Джон осторожно вытащил пальцы и внимательно посмотрел на Холмса, запоминая этот образ альфы и пытаясь детально сохранить его в своей памяти. Красивый, желанный, его губы слегка приоткрыты, серые глаза внимательно наблюдали за ним, а темные кудри были немного растрепаны. Невероятное и слишком сексуальное зрелище, превратившееся из призрачной мечты в реальность.

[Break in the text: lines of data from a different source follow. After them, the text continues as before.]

PR #5287, opened 2024-09-12
Image open animation

gaearon:
This is not perfect (in particular, there is no corresponding exit) but it kinda works.
Putting this out for initial testing. Needs testing on device!

*The animation is disabled if you enable the Reduced Motion system setting.*

## iOS

https://github.com/user-attachments/assets/2b89fc28-196d-4004-a9fe-36eade459004

## Android

https://github.com/user-attachments/assets/50119c14-e0f0-4a0e-9b59-533ee1364c6e

### DIFF
--- a/src/view/com/lightbox/ImageViewing/components/ImageItem/ImageItem.android.tsx
+++ b/src/view/com/lightbox/ImageViewing/components/ImageItem/ImageItem.android.tsx
@@ -47,6 +47,7 @@ type Props = {
 }
 const ImageItem = ({
   imageSrc,
+  onLoad,
   onTap,
   onZoom,
   onRequestClose,
@@ -326,7 +327,10 @@ const ImageItem = ({
           style={[styles.image, animatedStyle]}
           accessibilityLabel={imageSrc.alt}
           accessibilityHint=""
-          onLoad={() => setIsLoaded(true)}
+          onLoad={() => {
+            setIsLoaded(true)
+            onLoad()
+          }}
           cachePolicy="memory"
         />
       </GestureDetector>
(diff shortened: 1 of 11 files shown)


src/view/com/lightbox/ImageViewing/components/ImageItem/ImageItem.android.tsx
```diff
@@ -313,20 +314,16 @@ const ImageItem = ({
         singleTap,
       )
 
-  const isLoading = !isLoaded || !imageDimensions
   return (
     <Animated.View ref={containerRef} style={styles.container}>
-      {isLoading && (
-        <ActivityIndicator size="small" color="#FFF" style={styles.loading} />
```
gaearon, line 320: Couldn't figure out how to make this guy work well, but it seems less important now anyway. Figured I'd just remove it. Maybe we can readd with a bit more thinking.

src/view/com/lightbox/ImageViewing/components/ImageItem/ImageItem.ios.tsx
```diff
@@ -143,14 +141,13 @@ const ImageItem = ({
         maximumZoomScale={maxZoomScale}
         contentContainerStyle={styles.imageScrollContainer}
         onScroll={scrollHandler}>
-        {(!loaded || !imageDimensions) && <ImageLoading />}
```
gaearon, line 146: ditto

src/view/com/lightbox/ImageViewing/index.tsx
```diff
@@ -169,13 +173,190 @@ const styles = StyleSheet.create({
...
+          left: 0,
+          right: 0,
+          bottom: 0,
+          pointerEvents: showSplash ? 'none' : 'auto',
+          opacity: showSplash ? 0 : 1,
+        }}>
+        <ImageViewing
+          key={props.initialImageIndex}
+          {...props}
+          onLoad={() => {
```
gaearon, line 319: This might be too conservative since it'll just get stuck if the network is slow. Maybe worth adding a safeguard timeout. Or it would require a bigger rework to integrate with the slider and dismiss gesture inside.

PR #5295, opened 2024-09-12
[Video] Mute behaviour & autoplay disabled improvements

mozzius:
This PR does three things (all native)

1. Persists mute state (in feed) between videos
2. Makes sure videos are unmuted initially when autoplay is disabled
3. Adds a play/pause button when autoplay is disabled

The rationale behind change # 3 is that when autoplay is disabled, it acts a bit more like a traditional video player and thus would be nice to be able to make it _stop_ playing

Screenshot 2024-09-12 at 12 15 15

# Test plan

Test all 3 changes individually. Make sure with autoplay enabled, there are no regressions other than the the persisted mute state change

### DIFF
--- a/src/view/com/util/post-embeds/VideoEmbedInner/VideoEmbedInnerNative.tsx
+++ b/src/view/com/util/post-embeds/VideoEmbedInner/VideoEmbedInnerNative.tsx
@@ -1,5 +1,5 @@
-import React, {useCallback, useRef} from 'react'
-import {Pressable, View} from 'react-native'
+import React, {useCallback, useEffect, useRef} from 'react'
+import {Pressable, StyleProp, View, ViewStyle} from 'react-native'
 import Animated, {FadeInDown} from 'react-native-reanimated'
 import {VideoView} from 'expo-video'
 import {AppBskyEmbedVideo} from '@atproto/api'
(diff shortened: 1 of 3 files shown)


src/view/com/util/post-embeds/VideoEmbedInner/VideoEmbedInnerNative.tsx
```diff
@@ -89,18 +91,29 @@ export function VideoEmbedInnerNative({
...
+
+  useEffect(() => {
+    function listener(newIsPlaying: boolean) {
+      setIsPlaying(newIsPlaying)
+    }
+    player.addListener('playingChange', listener)
+    return () => {
+      player.removeListener('playingChange', listener)
+    }
+  }, [player])
```
mozzius, line 116: We've had issues with player in useeffects before, is this one ok?

prohr:
With these changes, will the play state (active vs. paused, muted vs. noisy) persist when toggling back + forth between the feed preview + the fullscreen video player? 

As shipped, 1.91 exhibits the following behavior:

1. Video starts off disabled + muted (due to pref setting)
2. Click into player, starts going
3. Click to add sound, starts making noise
4. Pause/stop within player
5. Click to exit

Actual behavior:

6. Video preview is muted (?), but keeps playing (??)

Expected behavior:

6.  Video preview in feed is paused

mozzius:
Yeah it should be much more sane with autoplay disabled, will act more like web desktop

src/view/com/util/post-embeds/VideoEmbedInner/VideoEmbedInnerNative.tsx
haileyok: Screenshot 2024-09-12 at 3 30 40 PM

🥳 (can update this after merging my fix or vice versa, but this effect should be okay in general from what i saw before...)

haileyok:
okay lets try to get this into my pr...

haileyok:
Merged in through rebases

PR #5296, opened 2024-09-12
[Video] speculative .vtt file selection fix

mozzius:
I can't replicate the bug, but this maybe might fix it? My guess is some OS/browser combo doesn't know what vtt files are and are giving a generic mime type

This also adds error logging so we can see what the actual mime type we're getting is


gaearon (approved):
kay

PR #6762, opened 2024-11-26
[Nicer Tabs] Fork TabBar, simplify Pager

gaearon:
The goal is to resurrect https://github.com/bluesky-social/social-app/pull/1696. I've learned a bunch of things since I made that version, and I'm pretty sure I can get the indicator to work fast on Android now. Scrolling on demand may still be tricky but we'll see. Could be iOS-only.

In this PR, I'm just starting to clean things up a bit:

- `TabBar` is going to diverge even more between web and native, so I'll just fork it now.
- Remove `Pager`'s `onPageSelecting` event. It's kind of ill-defined (what does "selecting" mean exactly?), and the implementation encourages putting heavy work just as the deceleration is starting. This is not great for performance, especially if we start adding more visual flourishes to it. I believe the goal was to optimistically start some work earlier (maybe fetching the selected feed?) — but if that's the goal, we should just add some kind of query prewarming later. In either case, it gets in the way of refactoring, so let's kill it for now and revisit this decision at the end of the stack.

## Test Plan

Everything still works.

We're not sending the `reason` in the analytics event but that seems fine. Maybe I'll hook it up later, for now I want to simplify the code.

The "header catch up" animation after swipe now runs a bit later. We'll solve that in the subsequent PRs.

Эта мысль словно стала толчком, и Джон, нервно вздохнув и приставив свой член к разработанному входу, плавным толчком вошел в него до конца, застонав от сладостного ощущения горячей тесноты. Шерлок нетерпеливо толкнулся навстречу, и Ватсон, двинув бедрами, начал медленно двигаться. Стройные ноги обвили его бедра, направляя движения, а стоны Холмса заставляли Джона начать двигаться быстрее, едва ли не вколачиваться в него, а особенно протяжные стоны, едва не превращающиеся в крики, давали понять, что он задевал точку, от которой внутри взрывались тысячи ярких фейерверков. Шерлок скользил руками по ровной спине, впиваясь пальцами в кожу и царапая ее, и двигался в такт с омегой, не переставая стонать и кусать истерзанные губы, и смутно осознавая, что они творят настоящее безумие, неправильное, но чертовски необходимое обоим. Познать новые грани, стереть старые, начать историю заново, отбросив в сторону все шаблоны и сценарии – пожалуй, это именно то, чего они оба желали и к чему пришли, не говоря друг другу ни слова. Джон двигался все быстрее, задевая простату и чувствуя, как плотно сжимаются стенки мышц вокруг его члена, и не желал прекращать это удивительное действо, отчетливо запоминая каждую деталь, каждый стон и каждое движение.